■ What you have to do ■
The following data has a line with "PR #3257, opened 2020-10-19" and a line with "echo $GALAXY_HEAD_SHA > galaxy.sha". Write out exactly those lines and all the lines between them.

Start of Records supplied

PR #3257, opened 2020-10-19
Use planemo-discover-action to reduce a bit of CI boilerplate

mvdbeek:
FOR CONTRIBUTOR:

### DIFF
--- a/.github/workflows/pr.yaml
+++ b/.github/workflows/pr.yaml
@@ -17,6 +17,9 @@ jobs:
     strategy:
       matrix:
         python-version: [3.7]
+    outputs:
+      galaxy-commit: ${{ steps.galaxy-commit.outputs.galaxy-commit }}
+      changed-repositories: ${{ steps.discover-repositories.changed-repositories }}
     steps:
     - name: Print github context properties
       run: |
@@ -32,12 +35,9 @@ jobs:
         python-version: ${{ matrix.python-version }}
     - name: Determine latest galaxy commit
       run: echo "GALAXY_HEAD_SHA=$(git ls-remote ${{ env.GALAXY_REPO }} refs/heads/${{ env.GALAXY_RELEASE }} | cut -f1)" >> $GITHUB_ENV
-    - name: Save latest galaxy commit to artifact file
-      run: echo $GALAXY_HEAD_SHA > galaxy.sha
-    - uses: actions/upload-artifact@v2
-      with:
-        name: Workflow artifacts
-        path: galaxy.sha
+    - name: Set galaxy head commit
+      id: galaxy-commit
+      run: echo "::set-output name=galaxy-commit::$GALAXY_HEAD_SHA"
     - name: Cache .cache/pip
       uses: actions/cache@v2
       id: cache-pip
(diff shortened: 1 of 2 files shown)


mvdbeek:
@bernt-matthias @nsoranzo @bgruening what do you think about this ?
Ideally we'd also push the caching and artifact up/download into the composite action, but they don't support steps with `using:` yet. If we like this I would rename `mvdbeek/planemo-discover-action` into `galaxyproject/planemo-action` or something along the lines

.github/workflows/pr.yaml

End of Records supplied
Start of Records supplied

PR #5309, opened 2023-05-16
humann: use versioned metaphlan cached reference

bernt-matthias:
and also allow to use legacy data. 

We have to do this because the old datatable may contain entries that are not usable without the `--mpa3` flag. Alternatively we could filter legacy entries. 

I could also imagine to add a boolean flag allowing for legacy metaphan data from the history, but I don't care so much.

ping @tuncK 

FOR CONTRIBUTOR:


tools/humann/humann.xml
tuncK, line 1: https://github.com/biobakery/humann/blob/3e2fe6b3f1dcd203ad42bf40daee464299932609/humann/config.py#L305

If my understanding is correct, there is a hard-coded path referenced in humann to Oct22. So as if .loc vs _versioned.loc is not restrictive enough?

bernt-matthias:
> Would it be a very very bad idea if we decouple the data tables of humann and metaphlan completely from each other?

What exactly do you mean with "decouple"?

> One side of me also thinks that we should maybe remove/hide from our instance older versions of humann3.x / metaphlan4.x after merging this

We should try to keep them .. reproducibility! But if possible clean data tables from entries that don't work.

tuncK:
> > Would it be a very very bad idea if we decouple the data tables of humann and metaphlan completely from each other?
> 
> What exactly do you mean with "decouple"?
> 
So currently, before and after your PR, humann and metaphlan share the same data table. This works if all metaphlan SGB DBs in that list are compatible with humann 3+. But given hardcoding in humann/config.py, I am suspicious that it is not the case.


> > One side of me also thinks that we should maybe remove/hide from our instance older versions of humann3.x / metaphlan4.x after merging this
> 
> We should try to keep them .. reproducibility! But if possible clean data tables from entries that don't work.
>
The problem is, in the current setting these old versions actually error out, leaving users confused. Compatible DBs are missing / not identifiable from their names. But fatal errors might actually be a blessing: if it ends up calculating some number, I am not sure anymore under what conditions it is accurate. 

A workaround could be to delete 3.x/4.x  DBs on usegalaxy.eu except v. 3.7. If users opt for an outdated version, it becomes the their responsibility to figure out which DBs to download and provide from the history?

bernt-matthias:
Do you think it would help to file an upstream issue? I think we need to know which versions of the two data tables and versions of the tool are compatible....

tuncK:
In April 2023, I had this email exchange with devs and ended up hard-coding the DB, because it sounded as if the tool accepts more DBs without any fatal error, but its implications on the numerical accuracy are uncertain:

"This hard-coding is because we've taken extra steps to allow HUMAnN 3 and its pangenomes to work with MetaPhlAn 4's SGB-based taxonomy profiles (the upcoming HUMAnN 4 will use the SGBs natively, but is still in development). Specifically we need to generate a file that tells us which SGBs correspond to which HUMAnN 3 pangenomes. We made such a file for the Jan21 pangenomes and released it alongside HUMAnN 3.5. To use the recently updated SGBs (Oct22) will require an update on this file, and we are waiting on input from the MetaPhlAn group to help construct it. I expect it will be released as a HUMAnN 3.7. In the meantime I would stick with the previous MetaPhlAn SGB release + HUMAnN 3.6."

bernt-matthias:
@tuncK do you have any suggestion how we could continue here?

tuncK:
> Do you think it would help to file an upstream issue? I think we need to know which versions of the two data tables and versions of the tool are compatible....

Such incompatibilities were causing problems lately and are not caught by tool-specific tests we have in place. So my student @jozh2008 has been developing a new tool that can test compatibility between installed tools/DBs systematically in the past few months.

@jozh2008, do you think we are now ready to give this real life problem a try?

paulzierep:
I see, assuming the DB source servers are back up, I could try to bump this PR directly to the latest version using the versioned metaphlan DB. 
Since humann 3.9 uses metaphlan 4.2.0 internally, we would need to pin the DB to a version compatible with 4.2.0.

End of Records supplied

■ Answer space ■
PR #3257, opened 2020-10-19
Use planemo-discover-action to reduce a bit of CI boilerplate

mvdbeek:
FOR CONTRIBUTOR:

### DIFF
--- a/.github/workflows/pr.yaml
+++ b/.github/workflows/pr.yaml
@@ -17,6 +17,9 @@ jobs:
     strategy:
       matrix:
         python-version: [3.7]
+    outputs:
+      galaxy-commit: ${{ steps.galaxy-commit.outputs.galaxy-commit }}
+      changed-repositories: ${{ steps.discover-repositories.changed-repositories }}
     steps:
     - name: Print github context properties
       run: |
@@ -32,12 +35,9 @@ jobs:
         python-version: ${{ matrix.python-version }}
     - name: Determine latest galaxy commit
       run: echo "GALAXY_HEAD_SHA=$(git ls-remote ${{ env.GALAXY_REPO }} refs/heads/${{ env.GALAXY_RELEASE }} | cut -f1)" >> $GITHUB_ENV
-    - name: Save latest galaxy commit to artifact file
-      run: echo $GALAXY_HEAD_SHA > galaxy.sha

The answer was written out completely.